** What this task involves **
Filter the records for "entire" and keep each line that has it.

** Supplied records **
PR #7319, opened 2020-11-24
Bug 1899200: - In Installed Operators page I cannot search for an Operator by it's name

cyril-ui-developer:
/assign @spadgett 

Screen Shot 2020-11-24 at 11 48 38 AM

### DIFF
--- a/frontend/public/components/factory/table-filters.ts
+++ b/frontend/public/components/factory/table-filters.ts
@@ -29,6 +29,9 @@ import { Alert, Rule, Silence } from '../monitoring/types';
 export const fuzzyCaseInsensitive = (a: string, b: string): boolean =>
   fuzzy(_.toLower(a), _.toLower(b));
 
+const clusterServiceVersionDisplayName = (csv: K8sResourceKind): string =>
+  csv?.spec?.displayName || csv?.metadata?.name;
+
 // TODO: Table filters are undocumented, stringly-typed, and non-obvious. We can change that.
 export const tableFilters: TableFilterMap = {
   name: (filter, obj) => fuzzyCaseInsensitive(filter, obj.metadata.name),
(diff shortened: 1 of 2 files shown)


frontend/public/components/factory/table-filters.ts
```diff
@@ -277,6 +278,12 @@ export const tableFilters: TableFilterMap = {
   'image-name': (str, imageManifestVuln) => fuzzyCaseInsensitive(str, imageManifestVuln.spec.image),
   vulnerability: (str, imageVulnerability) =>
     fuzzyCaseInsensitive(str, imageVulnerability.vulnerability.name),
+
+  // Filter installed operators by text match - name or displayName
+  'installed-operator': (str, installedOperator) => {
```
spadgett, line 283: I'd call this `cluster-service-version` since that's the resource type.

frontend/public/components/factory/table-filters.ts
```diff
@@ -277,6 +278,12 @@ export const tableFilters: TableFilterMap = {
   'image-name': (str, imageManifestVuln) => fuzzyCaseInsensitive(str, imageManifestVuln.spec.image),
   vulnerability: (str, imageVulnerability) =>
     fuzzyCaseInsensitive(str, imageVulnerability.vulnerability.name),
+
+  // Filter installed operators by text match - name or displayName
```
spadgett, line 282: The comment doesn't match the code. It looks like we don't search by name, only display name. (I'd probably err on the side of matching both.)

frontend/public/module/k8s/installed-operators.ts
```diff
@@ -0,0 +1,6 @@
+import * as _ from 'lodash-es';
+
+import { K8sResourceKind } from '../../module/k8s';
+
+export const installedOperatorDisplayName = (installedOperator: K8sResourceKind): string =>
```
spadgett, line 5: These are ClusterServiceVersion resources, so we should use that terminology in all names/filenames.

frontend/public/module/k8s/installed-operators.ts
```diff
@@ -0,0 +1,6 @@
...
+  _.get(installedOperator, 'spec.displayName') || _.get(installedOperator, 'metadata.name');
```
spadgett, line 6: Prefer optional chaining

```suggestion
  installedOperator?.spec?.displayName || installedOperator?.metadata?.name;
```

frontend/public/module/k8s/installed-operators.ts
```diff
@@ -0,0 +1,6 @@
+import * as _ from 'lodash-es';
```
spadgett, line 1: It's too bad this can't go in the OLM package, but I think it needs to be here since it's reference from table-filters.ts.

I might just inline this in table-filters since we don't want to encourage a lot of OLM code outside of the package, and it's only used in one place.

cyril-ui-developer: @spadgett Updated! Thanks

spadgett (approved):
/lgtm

--

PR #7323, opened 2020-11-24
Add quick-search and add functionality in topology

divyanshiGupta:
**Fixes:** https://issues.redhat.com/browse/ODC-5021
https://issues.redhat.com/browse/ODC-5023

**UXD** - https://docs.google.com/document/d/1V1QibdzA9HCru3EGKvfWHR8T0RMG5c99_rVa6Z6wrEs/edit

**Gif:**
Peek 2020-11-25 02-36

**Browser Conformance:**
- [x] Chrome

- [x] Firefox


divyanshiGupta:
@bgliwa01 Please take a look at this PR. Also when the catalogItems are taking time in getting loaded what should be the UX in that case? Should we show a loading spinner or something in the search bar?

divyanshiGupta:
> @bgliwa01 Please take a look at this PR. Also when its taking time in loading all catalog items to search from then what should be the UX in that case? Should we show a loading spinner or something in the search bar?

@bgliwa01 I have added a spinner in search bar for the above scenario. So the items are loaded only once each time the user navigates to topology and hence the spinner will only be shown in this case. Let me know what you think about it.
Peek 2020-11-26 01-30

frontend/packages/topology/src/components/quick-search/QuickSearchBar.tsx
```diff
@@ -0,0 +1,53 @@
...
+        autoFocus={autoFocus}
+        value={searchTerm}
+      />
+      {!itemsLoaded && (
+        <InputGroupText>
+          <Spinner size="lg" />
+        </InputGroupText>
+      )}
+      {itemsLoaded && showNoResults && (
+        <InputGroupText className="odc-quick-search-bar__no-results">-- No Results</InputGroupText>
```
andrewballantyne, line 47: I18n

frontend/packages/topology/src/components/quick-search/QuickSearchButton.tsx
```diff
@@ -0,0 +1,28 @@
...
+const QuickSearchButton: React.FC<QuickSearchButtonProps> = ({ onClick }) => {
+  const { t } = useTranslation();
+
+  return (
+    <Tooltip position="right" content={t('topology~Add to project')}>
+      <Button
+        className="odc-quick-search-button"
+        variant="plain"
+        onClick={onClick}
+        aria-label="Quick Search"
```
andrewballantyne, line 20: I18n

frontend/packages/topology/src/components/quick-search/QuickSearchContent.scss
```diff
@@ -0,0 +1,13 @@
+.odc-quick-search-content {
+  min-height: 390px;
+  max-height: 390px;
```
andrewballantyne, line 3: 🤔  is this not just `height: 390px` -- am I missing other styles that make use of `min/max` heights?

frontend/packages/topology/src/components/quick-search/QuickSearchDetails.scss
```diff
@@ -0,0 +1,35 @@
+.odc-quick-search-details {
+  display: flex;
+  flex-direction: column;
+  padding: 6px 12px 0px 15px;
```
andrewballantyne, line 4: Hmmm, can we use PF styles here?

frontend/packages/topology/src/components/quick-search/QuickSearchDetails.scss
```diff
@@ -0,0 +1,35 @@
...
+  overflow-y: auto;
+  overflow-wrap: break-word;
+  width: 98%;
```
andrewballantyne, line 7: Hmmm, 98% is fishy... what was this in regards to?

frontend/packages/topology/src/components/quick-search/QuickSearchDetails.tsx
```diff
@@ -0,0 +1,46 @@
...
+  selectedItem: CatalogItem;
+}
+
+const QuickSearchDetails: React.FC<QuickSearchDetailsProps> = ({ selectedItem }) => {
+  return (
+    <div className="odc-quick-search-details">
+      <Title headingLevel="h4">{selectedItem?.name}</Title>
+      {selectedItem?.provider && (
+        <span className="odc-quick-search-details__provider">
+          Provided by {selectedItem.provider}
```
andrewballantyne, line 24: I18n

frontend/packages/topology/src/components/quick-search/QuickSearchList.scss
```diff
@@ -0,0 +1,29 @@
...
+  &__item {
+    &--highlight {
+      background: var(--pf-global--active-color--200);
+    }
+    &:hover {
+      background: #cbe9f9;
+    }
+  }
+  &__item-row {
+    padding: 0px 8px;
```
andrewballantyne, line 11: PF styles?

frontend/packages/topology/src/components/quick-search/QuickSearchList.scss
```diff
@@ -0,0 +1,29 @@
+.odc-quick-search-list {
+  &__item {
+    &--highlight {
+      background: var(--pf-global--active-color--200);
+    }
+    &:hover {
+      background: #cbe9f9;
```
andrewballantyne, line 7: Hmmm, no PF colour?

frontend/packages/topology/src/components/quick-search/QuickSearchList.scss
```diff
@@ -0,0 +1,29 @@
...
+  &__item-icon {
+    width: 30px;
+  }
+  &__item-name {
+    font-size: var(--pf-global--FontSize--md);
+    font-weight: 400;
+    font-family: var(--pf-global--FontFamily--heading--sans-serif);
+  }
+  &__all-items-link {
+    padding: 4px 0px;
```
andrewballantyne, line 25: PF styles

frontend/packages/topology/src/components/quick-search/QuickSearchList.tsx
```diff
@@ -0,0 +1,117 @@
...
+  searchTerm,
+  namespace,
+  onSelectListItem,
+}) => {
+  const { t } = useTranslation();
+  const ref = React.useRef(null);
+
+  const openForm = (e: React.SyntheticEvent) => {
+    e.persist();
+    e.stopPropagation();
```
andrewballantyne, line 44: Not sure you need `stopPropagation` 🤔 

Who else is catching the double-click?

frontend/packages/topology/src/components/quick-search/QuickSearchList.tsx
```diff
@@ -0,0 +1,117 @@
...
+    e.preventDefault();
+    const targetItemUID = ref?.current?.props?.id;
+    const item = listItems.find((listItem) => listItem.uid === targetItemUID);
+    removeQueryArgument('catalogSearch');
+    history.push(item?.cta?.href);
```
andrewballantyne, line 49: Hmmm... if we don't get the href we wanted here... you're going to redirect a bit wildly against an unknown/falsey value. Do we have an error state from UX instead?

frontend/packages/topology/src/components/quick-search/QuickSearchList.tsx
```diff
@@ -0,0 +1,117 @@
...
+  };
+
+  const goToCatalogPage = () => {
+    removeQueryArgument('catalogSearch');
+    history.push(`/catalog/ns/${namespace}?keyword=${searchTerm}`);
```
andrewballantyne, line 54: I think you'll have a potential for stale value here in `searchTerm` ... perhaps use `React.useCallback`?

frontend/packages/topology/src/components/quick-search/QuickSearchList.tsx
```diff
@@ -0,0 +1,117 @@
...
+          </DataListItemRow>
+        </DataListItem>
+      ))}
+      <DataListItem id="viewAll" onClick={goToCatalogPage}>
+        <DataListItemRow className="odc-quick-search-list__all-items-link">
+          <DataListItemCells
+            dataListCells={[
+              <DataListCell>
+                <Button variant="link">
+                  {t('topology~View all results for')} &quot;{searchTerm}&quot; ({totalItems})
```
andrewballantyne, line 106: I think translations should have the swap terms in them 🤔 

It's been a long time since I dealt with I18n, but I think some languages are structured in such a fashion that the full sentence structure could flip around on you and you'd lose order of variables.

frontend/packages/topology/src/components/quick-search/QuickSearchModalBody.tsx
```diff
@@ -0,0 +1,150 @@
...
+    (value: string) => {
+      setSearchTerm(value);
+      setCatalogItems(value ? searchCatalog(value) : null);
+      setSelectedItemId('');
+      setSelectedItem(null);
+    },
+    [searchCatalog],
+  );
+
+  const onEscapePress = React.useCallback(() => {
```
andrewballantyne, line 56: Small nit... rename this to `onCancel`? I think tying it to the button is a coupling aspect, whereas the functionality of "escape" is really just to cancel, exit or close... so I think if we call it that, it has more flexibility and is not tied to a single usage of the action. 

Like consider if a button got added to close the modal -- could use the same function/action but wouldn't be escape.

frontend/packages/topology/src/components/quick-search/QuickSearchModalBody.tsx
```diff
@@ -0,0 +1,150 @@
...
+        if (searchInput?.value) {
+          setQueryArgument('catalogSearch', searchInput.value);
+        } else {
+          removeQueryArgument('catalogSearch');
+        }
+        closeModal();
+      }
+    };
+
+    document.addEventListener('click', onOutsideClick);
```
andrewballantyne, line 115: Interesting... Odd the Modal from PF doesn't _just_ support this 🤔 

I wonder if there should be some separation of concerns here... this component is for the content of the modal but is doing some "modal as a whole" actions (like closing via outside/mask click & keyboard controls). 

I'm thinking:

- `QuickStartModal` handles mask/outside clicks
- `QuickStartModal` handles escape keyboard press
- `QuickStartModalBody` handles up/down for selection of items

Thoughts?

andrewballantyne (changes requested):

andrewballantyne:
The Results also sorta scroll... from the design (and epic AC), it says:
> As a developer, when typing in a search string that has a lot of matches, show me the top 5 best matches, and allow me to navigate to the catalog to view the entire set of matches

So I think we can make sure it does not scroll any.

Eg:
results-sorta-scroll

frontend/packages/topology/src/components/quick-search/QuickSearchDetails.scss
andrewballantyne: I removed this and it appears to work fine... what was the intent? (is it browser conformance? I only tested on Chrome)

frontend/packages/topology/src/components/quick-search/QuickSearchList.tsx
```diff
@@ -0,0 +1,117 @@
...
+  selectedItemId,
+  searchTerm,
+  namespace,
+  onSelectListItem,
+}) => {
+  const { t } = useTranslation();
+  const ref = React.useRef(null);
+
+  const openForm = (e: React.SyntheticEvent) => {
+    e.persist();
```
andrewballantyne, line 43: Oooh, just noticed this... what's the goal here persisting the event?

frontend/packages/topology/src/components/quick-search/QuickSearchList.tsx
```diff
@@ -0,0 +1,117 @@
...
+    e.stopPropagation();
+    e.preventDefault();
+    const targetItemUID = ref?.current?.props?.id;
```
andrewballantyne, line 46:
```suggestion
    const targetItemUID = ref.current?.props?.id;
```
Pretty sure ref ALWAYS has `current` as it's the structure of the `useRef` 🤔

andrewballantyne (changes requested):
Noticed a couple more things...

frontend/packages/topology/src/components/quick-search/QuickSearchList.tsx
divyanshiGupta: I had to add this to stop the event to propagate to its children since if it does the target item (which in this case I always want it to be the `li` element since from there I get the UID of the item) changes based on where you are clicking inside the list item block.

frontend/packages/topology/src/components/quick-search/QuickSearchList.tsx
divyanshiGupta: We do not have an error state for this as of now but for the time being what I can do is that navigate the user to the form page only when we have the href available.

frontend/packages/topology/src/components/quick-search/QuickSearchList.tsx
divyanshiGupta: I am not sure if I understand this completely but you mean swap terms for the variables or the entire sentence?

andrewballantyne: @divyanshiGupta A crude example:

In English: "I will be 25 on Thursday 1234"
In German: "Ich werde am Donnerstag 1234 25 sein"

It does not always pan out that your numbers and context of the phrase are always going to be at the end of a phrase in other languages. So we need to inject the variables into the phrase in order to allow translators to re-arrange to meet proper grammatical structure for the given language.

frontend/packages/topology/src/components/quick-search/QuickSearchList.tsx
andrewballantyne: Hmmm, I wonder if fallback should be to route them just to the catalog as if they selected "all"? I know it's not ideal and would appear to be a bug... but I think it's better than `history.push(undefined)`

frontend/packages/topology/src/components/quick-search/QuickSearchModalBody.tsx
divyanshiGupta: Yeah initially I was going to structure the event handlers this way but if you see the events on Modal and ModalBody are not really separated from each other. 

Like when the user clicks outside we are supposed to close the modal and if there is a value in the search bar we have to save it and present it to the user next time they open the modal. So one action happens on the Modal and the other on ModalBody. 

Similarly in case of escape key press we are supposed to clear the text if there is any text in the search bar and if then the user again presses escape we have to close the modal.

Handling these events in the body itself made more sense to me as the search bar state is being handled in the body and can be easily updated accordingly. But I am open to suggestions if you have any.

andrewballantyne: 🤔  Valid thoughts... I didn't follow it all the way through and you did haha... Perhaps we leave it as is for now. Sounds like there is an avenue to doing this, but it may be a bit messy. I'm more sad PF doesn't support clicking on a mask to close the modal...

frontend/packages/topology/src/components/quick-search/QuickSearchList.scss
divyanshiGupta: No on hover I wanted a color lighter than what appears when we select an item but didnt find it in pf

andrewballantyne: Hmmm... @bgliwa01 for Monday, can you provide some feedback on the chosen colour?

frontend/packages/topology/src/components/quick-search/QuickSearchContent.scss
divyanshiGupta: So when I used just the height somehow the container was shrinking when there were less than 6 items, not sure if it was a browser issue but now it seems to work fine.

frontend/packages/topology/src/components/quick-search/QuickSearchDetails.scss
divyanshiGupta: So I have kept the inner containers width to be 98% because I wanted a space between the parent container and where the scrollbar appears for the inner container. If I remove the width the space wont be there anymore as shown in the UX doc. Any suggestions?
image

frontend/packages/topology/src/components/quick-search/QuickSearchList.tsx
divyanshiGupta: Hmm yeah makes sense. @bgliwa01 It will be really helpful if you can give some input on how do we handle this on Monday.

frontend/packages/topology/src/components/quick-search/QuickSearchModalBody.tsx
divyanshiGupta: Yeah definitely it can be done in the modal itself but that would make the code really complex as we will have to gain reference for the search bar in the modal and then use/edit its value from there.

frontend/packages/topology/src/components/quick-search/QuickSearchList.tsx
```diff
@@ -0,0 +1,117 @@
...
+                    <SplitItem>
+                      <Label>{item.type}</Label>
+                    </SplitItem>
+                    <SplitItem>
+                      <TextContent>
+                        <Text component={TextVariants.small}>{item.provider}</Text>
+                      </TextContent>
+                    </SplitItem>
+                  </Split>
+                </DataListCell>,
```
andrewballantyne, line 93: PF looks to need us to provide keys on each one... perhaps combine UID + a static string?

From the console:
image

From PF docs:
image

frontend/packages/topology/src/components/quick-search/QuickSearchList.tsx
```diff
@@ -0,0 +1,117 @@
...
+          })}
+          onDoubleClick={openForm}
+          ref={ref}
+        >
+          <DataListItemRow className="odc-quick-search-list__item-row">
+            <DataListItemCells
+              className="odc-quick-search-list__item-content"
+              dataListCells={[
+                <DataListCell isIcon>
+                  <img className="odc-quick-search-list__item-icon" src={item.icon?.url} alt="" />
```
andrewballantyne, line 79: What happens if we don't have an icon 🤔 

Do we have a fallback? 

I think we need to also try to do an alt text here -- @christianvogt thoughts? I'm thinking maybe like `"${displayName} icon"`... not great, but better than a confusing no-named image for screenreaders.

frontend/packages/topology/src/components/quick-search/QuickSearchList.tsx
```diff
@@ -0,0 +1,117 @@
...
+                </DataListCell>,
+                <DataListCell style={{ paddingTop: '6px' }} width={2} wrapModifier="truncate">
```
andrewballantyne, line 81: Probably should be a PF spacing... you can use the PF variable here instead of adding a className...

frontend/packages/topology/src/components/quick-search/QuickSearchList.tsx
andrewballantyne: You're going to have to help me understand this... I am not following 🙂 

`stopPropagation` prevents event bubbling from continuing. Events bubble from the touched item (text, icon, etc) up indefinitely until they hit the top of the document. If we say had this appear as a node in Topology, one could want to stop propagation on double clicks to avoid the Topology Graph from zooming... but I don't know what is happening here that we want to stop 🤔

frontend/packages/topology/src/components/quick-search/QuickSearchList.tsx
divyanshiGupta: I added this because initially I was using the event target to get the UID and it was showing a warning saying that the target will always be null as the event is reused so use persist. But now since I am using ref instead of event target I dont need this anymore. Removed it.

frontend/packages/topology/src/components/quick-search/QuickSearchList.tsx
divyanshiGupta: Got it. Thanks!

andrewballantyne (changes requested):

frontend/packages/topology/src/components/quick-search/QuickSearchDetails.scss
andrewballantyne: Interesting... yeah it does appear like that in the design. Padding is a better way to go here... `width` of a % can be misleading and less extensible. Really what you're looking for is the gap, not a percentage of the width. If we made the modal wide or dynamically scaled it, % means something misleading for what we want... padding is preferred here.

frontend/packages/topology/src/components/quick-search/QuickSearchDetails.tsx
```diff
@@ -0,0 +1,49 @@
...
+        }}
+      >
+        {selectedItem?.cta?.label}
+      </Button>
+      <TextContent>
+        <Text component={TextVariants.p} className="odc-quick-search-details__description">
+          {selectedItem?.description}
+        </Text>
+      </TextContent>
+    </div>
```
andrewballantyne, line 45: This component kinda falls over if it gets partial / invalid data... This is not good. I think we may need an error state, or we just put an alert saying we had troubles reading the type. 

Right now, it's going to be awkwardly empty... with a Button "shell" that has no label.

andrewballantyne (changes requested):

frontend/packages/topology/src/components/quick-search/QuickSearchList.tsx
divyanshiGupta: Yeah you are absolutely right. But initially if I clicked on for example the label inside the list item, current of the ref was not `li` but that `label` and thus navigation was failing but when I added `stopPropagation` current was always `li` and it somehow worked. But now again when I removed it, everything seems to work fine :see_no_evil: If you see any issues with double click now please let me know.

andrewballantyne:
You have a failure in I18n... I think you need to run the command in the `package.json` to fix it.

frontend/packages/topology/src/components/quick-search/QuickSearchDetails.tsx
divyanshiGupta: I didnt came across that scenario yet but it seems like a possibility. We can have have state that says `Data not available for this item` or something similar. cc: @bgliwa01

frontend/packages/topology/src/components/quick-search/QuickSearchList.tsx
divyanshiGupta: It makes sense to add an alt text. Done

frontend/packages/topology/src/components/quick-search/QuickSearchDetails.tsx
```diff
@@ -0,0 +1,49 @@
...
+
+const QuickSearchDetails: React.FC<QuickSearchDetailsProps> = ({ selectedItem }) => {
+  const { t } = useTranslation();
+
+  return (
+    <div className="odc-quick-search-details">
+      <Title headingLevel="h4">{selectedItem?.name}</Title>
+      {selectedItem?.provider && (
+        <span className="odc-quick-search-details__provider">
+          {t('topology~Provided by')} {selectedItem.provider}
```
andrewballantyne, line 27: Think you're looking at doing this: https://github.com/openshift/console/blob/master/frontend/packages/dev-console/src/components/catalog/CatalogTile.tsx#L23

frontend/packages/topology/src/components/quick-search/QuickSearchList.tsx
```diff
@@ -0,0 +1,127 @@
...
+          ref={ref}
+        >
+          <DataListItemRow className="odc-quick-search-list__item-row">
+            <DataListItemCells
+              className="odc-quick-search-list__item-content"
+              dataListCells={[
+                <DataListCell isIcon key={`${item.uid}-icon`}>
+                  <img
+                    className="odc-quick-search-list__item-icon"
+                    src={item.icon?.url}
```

** Your solution **
> As a developer, when typing in a search string that has a lot of matches, show me the top 5 best matches, and allow me to navigate to the catalog to view the entire set of matches
divyanshiGupta: I am not sure if I understand this completely but you mean swap terms for the variables or the entire sentence?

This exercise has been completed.